Health authorities want to end the bizarre spectacle of patients in gowns, some with medical tubes hanging off their bodies, smoking on streets outside "smokefree" public hospitals.

But, not by asking politicians to ban smoking on public streets. Instead, they want all smokers who are admitted to hospital to be offered nicotine replacement therapy for the duration of their stay and afterwards if the patient wants to make an attempt to quit smoking long-term.

This is partly why the Government in May introduced the requirement that 80 per cent of hospitalised smokers be given advice and help to quit.

The date for compliance is July next year. The required percentage will rise to 90 the following year and 95 in 2012. And from next year, district health boards will be held accountable not only for their own hospitals' performance on providing better help for smokers, but also for GP clinics.

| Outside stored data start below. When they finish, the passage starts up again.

PR #2985, opened 2022-11-29
chore(lib/common): remove Equal method for Hash and replace with ==

### LINKED ISSUE #2939: `lib/common`: remove `Equal` method for `Hash` and replace with `==`
We can equal hashes (32 bytes arrays) using just `==`, there is no point to have an `Equal` method, and even less to check equality using the method function body which converts both arrays to bytes slices and then to strings to check for equality

lakshya-sky:
## Issues

Fixes #2939


dot/state/block.go
```diff
@@ -621,7 +621,7 @@ func (bs *BlockState) HandleRuntimeChanges(newState *rtstorage.TrieState,
 
 	codeSubBlockHash := bs.baseState.LoadCodeSubstitutedBlockHash()
 
-	if !codeSubBlockHash.Equal(common.Hash{}) {
+	if codeSubBlockHash != common.EmptyHash() {
```
qdm12, line 624: nit keep it to

```suggestion
	if codeSubBlockHash != common.Hash{} {
```

not sure why we have `EmptyHash` in the first place, might be worth removing it as well.

lib/common/hash.go
```diff
@@ -22,6 +22,13 @@ const (
 // Hash used to store a blake2b hash
 type Hash [32]byte
 
+// EmptyHash returns Hash which is an array of 32bytes with
+// every byte set to zero.
+func EmptyHash() Hash {
+	res := Hash{}
+	return res
+}
```
qdm12, line 30: Yeah we don't want that, there is no point for it and performance-wise it adds a function call.

qdm12 (changes requested):
Thanks! Just need to remove that `EmptyHash` function :wink:

dot/state/block.go
lakshya-sky:
```
dot/state/block.go:624:39: expected ';', found '{' (typecheck)
        if codeSubBlockHash != common.Hash{} {
```

lakshya-sky: if I use 
```
codeSubBlockHash != (common.Hash{})
``` 
then error goes away, golang is so strange.

lib/common/hash.go
```diff
@@ -41,7 +41,7 @@ func HashValidator(field reflect.Value) interface{} {
 	// Try to convert to hash type.
 	if valuer, ok := field.Interface().(Hash); ok {
 		// Check if the hash is empty.
-		if valuer.Equal(Hash{}) {
+		if valuer == (Hash{}) {
 			return ""
```
qdm12, line 45: Let's remove `func (h Hash) Equal(g Hash) bool {` below

qdm12 (changes requested):

qdm12 (approved):

EclesioMeloJunior (approved):

qdm12:
Awesome, merged & thanks Darshan :+1:

Issue #2951, opened 2022-11-15
Implement `ext_crypto_ecdsa_generate` Host API


danforbes:
## Task summary

- Implement the `ext_crypto_ecdsa_generate` [Host API](https://spec.polkadot.network/#chap-host-api).

## Specification reference

- https://spec.polkadot.network/#_ext_crypto_ecdsa_generate

axaysagathiya:
merged @lakshya-sky's [PR](https://github.com/ChainSafe/polkadot-spec/pull/14) on chainsafe/polkadot-spec repo

PR #2987, opened 2022-12-01
feat(lib/runtime/wasmer) Implement `ext_crypto_ecdsa_generate_version_1`

lakshya-sky:
Added two new functions for secp256k1 to generate priv key from mnemonic, and get public key from encoded bytes.

## Issues

#2951


lakshya-sky:
Unit test for this one fails, I don't know what is wrong with it, I am doing everything same as other PRs for Wamser.

EclesioMeloJunior:
hey @lakshya-sky! This error happens because the runtime we use for this tests is not an production runtime but a mocked runtime, it is placed in another repository called https://github.com/ChainSafe/polkadot-spec and you should include this exported method in it. Take a look at this pull request for example: https://github.com/ChainSafe/polkadot-spec/pull/11

lib/runtime/wasmer/imports_test.go
```diff
@@ -881,6 +881,39 @@ func Test_ext_crypto_ed25519_verify_version_1(t *testing.T) {
...
+	var out []byte
+	err = scale.Unmarshal(ret, &out)
+	require.NoError(t, err)
+
+	pubKey, err := secp256k1.NewPublicKey(out)
+	require.NoError(t, err)
+	require.Equal(t, 1, ks.Size())
+
+	kp := ks.GetKeypair(pubKey)
+	require.NotNil(t, kp)
```
qdm12, line 914: Can we assert against an actual value instead of not nil only?

lib/runtime/wasmer/imports_test.go
```diff
@@ -881,6 +881,39 @@ func Test_ext_crypto_ed25519_verify_version_1(t *testing.T) {
 	require.NotNil(t, read)
 }
 
+func Test_ext_crypto_ecdsa_generate_version_1(t *testing.T) {
+	t.Parallel()
+	inst := NewTestInstance(t, runtime.HOST_API_TEST_RUNTIME)
```
qdm12, line 886: nit `inst` -> `instance`

lib/crypto/secp256k1/secp256k1.go
```diff
@@ -102,6 +111,27 @@ func NewKeypairFromPrivate(priv *PrivateKey) (*Keypair, error) {
...
+	}
+	edpriv, err := secp256k1.ToECDSA(seed)
+	if err != nil {
+		return nil, err
+	}
+	return NewKeypair(*edpriv), nil
+}
+
+// NewKeypairFromMnenomic returns a new Keypair using the given mnemonic and password.
+func NewKeypairFromMnenomic(mnemonic, password string) (*Keypair, error) {
```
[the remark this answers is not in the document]
lakshya-sky: we could, but I just used API from other keypairs and they provide passsword arg.

lib/runtime/wasmer/imports_test.go
```diff
@@ -881,6 +881,38 @@ func Test_ext_crypto_ed25519_verify_version_1(t *testing.T) {
...
+	seedData, err := scale.Marshal(&mnemonicBytes)
+	require.NoError(t, err)
+
+	params := append(idData, seedData...)
+
+	encodedKeyPair, err := instance.Exec("rtm_ext_crypto_ecdsa_generate_version_1", params)
+	require.NoError(t, err)
+
+	var out []byte
+	err = scale.Unmarshal(encodedKeyPair, &out)
```
lakshya-sky, line 905: @EclesioMeloJunior @qdm12 I would need a small favour, this function here gives 32 bytes slice while the input is 33 bytes slice. I tried looking at how scale codec works but couldn't find out why it wouldn't work.

lakshya-sky:
can anyone review https://github.com/ChainSafe/polkadot-spec/pull/14 so this PR can pass tests.

timwu20:
> can anyone review [ChainSafe/polkadot-spec#14](https://github.com/ChainSafe/polkadot-spec/pull/14) so this PR can pass tests. Thank you!

@lakshya-sky we are updating our runtime integration tests to use the `westend-local` chain.  You should be able to use that runtime in your integration test.  We will be removing the `gssmr` and `dev` chains soon.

Performance in the first league table for July to September was generally dismal, mainly because it is a new target. Of the 21 district health boards, only Wairarapa exceeded 80 per cent.

Waikato came second on 39 per cent. Waitemata, which came 20th, blamed "technical issues around accurately collecting the data".

The Health Ministry's national director of tobacco control, Dr Ashley Bloomfield, said yesterday: "This [target] is one of the ways we are going to address the ongoing issues some hospitals have of patients having to go, often to the front entrance, where they very visibly have a cigarette.

"This is a significant addiction. In the first instance, we try to make sure any smoker in hospital is given nicotine replacement therapy so they don't smoke in hospital. We also want to help them make a quit attempt in hospital."

The target measures how many smokers are given a "brief intervention". This is a one- or two-minute discussion in which a hospital staffer, mainly a nurse:

* Asks if the patient smokes.
* Explains to smokers how harmful it is.
* Offers a referral to a quit-smoking service.

Dr Bloomfield said it had been established that for every 40 smokers approached in this way, one would be found to have remained smoke-free when checked at 12 months.

"If you add nicotine replacement therapy, you double the effectiveness."

He said the benefits of reducing smoking prevalence were immense.

Some 5000 deaths a year are related to smoking. Half of long-term smokers die prematurely, on average losing 15 years of life.